Activity: Sort through the data and copy the lines holding the word "compatibility".

(Records provided)

PR #757, opened 2024-09-02
update docstrings on relationship between `allowed_groups` and `allow_[provider_group_equivalents]`

### LINKED ISSUE #756: New group config in OAuthenticator overlaps with `allowed_google_groups` for example and may not work - what do we do?
#735 moved group related config in Generic to OAuthenticator, and did a breaking change related to that group config previosly found only in GenericOAuthenticator.

<details><summary>Documentation about breaking change from #735</summary>

> ## Backwards compatibility
> * The existing `claim_groups_key` behavior is preserved, by being passed on to `auth_state_groups_key` in the base. It has been marked as deprecated. This is not a backwards compatibility break.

(End Records provided)

Answer to this exercise:
> ## Backwards compatibility
> * The existing `claim_groups_key` behavior is preserved, by being passed on to `auth_state_groups_key` in the base. It has been marked as deprecated. This is not a backwards compatibility break.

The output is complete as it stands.